Now more than 40 years after Britten’s death, there are thousands of pages of autograph musical manuscripts, tens of thousands of pieces of correspondence, and countless internal memos, financial records, press clippings, and concert programs spanning the composer’s life. The sheer volume and range of documents in the BPF alone can be overwhelming, Vickers said.

“We’ve got to get to the primary sources,” Vickers said. “It’s not enough to read another scholar’s writing; it informs us, but it’s not the same as working from original documents.”
One of the payoffs in traveling directly to the archives is that while Vickers may arrive with one quest in mind, he is able to pursue other paths.

One such discovery for Vickers was a completed Britten manuscript that the composer cut from The Holy Sonnets of John Donne, an “Epilogue” that Vickers uncovered in the BPF, catalogued, but long forgotten. In 2015 Vickers published the findings of his discovery in The Musical Times, the world’s oldest music journal. Furthermore, Vickers sang the world premiere performance of Britten’s “Epilogue” in 2010, 65 years after its composition.

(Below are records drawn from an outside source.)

Issue #400, opened 2018-03-25
Feature Request: Skill(General) buff


Turtlelord26:
From #385 

When dealing with progression systems, I always try to aim for maximum end-state power. This involves lots of turtling in RTS and 4X, for analogy. The following concern assumes that mindset is common enough to design around.

I am wary of ever putting points into General skills, because at some point General must become overshadowed by the Specific skills (and if it doesn't we've made a design error because then the specifics have no reason for existing). I wonder if we could mitigate that by having a threshold where having general skill helps your specific skill rolls. Something like having 30/60 points in the General lets you roll the average on a Specific check that you are not using your general score for (including in combat situations), and 60/60 rolls with advantage.

rosebrallier:
This is a cool idea to take into account how in real life, knowing about a General subject makes it easier to approach subsets of that subject (since you have the contextual knowledge and general thinking framework for the field).
What do you think @bleehu ? Useful buff of complexity creep?

rosebrallier:
ping

bleehu:
I'm concerned that's going to make general skills too valuable.  The "wildcard bonus" of being able to use general skills in multiple skill challenges is already a huge equalizer. I'd like to discuss this more,  but I hesitate to write a wall of text. Take it up in person this weekend?

Turtlelord26:
Consensus has been reached that General skills are testable in their current iteration, with the exceptino of Knowledge(General), which shall be nerfed to specify that when a character takes Knowledge(General), they must declare 4 areas of specific knowledge that the General check may apply to, and cannot apply the general check to other specific knowledges.

PR #469, opened 2018-04-16
Knowledge - General nerf

rosebrallier:
Narrowed the wheelhouse of Knowledge - General
Re Issue #400

### DIFF
--- a/CharacterCreation/06_Skills.txt
+++ b/CharacterCreation/06_Skills.txt
@@ -44,7 +44,8 @@ Vehicles - General to the roll.
 	Knowledge - General is a minor exception to this rule because Knowledge
 is an incredibly broad field. When a character learns the Knowledge - General skill,
 the player must choose four specific topics that the character has some experience
-or education in. Knowledge - General can apply to rolls related to those four topics.
+or education in. Knowledge - General can apply only to rolls related to those four
+topics, at the discretion of the GM.
 
 ===== Skills in Compound X =====
 	This list of some of the most commonly-used skills in Compound X is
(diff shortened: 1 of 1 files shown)


bleehu (approved):
shipit!

CharacterCreation/06_Skills.txt
```diff
@@ -36,11 +36,15 @@ For an extra critical, add 20.
...
-Knowledge - General to the roll.
+group (rounded down). For example, if a GM asks for a roll in Vehicles - Flight,
+but the character only has 10 skill in Vehicles - General, the player can add 5
+from Vehicles - General to the Vehicles - Flight roll. However, if the  GM asks
+for a roll in Vehicles - General, the player can add all 10 points from
+Vehicles - General to the roll.
+	Knowledge - General is a minor exception to this rule because Knowledge
+is an incredibly broad field. When a character learns the Knowledge - General skill,
+the player must choose four specific topics that the character has some experience
+or education in. Knowledge - General can apply to rolls related to those four topics.
```
Turtlelord26: Not a blocker but for this to technically mean what we want it to mean we need to have "can apply ^only^ to rolls related..."

Turtlelord26 (commented):
Should we make it clear that the "topics" are (or are not?) the enumerated specific knowledge skill fields?

CharacterCreation/06_Skills.txt
rosebrallier: I agree on adding an "only," but I don't want to say that they must choose from the list of specific knowledge skills. This is because my skills list is not meant to be exhaustive.

Turtlelord26 (approved):
That has sense 👍

Issue #464, opened 2018-04-15
Reload check crits


Turtlelord26:
There's a line in Basic Rules that states that skill bonus is taken into account for determining critical, instead of determining criticals solely on the raw roll. Isn't that wrong?
https://github.com/bleehu/Compound_X/blob/dev/01_01_Basic_Rules.txt#L1099

1sourcecontrol:
Took me a bit to find the commit, but I believe I made this change 9 months ago. The skill-adjusted critical roll was the intended effect, to fulfill 2 goals:

1. Strengthen weapon use (x) skill. I wanted weapon use skill to fulfill two roles. Reducing the probability of 'bad reloads' and increase the probability of critical good reloads. --Note, I don't remember realizing this back then, but having weapon use(x) skill affect critical reload probability was one of the few reasons to take weapon use(x) skill beyond the minimum. I.e., if your favorite weapon had a reload DC of 30% there weren't many reasons (or any reasons?) to take weapon use(x) skill beyond 30. 

2. The Feat "First Shot Counts" was dependent on critical reloading, so the skill added to critical would help improve the usefulness of the feat(s). Although, this is no longer the case because the feat has been reworked. 
-- But the Feat rework basically includes the same concept

If I recall correctly.

Turtlelord26:
Those are valid goals but I would prefer we fulfill them without creating hard-to-remember exceptions to our rules. Weapons - [X] skill power is definitely on that radar.

1sourcecontrol:
By all means :+1:

bleehu:
Am I still needed on this? (trying to keep organized on what's assigned to me and what isn't)

Turtlelord26:
Only if you would like to review the PR

1sourcecontrol:
So, granting the merge of PR 475, does this mean that CX is back to: "I won't be getting a weapon expertise feat, so there is _no_ reason to get weapon use(x) beyond my highest weapon's reload DC"?

Turtlelord26:
Adding a note on #453 to add a DC chart for Weapons - [X] skills would help us codify all of the things those skills are for.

Benjamin Britten: Discarded manuscript of unpublished setting of John Donne’s “Epilogue,” 15 August 1945, GB-ALb 2-9300889, 1r and 1v. (The Britten–Pears Foundation. Facsimile of leaves one and two of “Epilogue” are reproduced by kind permission of the Britten–Pears Foundation.)
Benjamin Britten: Discarded manuscript of unpublished setting of John Donne’s “Epilogue,” 15 August 1945, GB-ALb 2-9300889, 1r and 1v. (The Britten–Pears Foundation. Facsimile of leaves one and two of “Epilogue” are reproduced by kind permission of the Britten–Pears Foundation.)

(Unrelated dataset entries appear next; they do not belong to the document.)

PR #479, opened 2018-04-23
bumped version number

bleehu:


Turtlelord26:
Why does the version bump PR have 59 commits?

bleehu:
Among other things, it deletes the human doc, which is a change that RC got that dev should not. My hunch is that this change has RC as a parent when I had intended it to have dev as the parent.

Turtlelord26:
Does that mean this needs some doctoring before it gets reviewed?

bleehu:
Probably doctored like you doctor a horse with a broken leg...

Reveraine (commented):
I'm a little confused about this. 
While it's true the races are not ready for play, are you not merging them to dev?

Turtlelord26:
Species are already in dev and not intended for deletion there. That's part of the reason this PR is messed up.

bleehu:
We're not-not merging them to dev; this is a bad PR that is aborted because it's wrong heritage created that delta which would remove the Species work from dev.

The research of social history, Vickers said, inspires him to see “the big picture, making a larger connection across the whole length of Britten’s life. You must always have a sense of what’s going on in England, and internationally, at the time of any consideration of a particular subject. Context is key.”

One of the high points for Vickers is analyzing Britten’s work on the page in the artist’s own hand. Vickers charts the creative process and sees instances where Britten self-edited and took a new direction with a composition.

“There are always those moments of awe as I peel back the layers of his compositions from sketches and various stages of drafts,” Vickers said. “I look at a completed score as an artifact that I can reverse engineer. It’s like musicological forensics.”

Vickers has been invited by the Britten-Pears Foundation to give a performance for its 2017 exhibition chronicling the 50th anniversary of the decriminalization of homosexuality. Before 1967, homosexuality—and therefore Britten’s relationship with Pears until that time—was a crime in England and Wales.

The guarded nature of Britten’s Aldeburgh, as numerous scholars and Vickers have asserted, was largely an effort to insulate the composer’s private life. “Britten courted relationships with the gentry, including Queen Elizabeth II,” Vickers said. “He was savvy about protecting himself. Nonetheless those efforts created an aura of secrecy. One that we still navigate and necessarily discuss to this day.”

The Britten-Pears Foundation has commissioned Vickers to write a special article for its 2017 exhibition publication to mark the anniversary from an American professor and singer’s perspective. Vickers has crafted a recital performance of vocal works by American and British homosexual composers—Britten included—which he believes will honor Britten’s courage in the face of inequality. Vickers has also commissioned the American composer Zachary Wadsworth to write a song cycle especially for the occasion. The tenor will be joined by pianist Karyl Carlson, an Illinois State professor, and Britten scholar Lucy Walker for the recital.

“In so many ways, Britten means the world to me,” Vickers said. “The greatest way I can support and contribute to the legacy of Britten’s music is by performing, writing, speaking, and research.”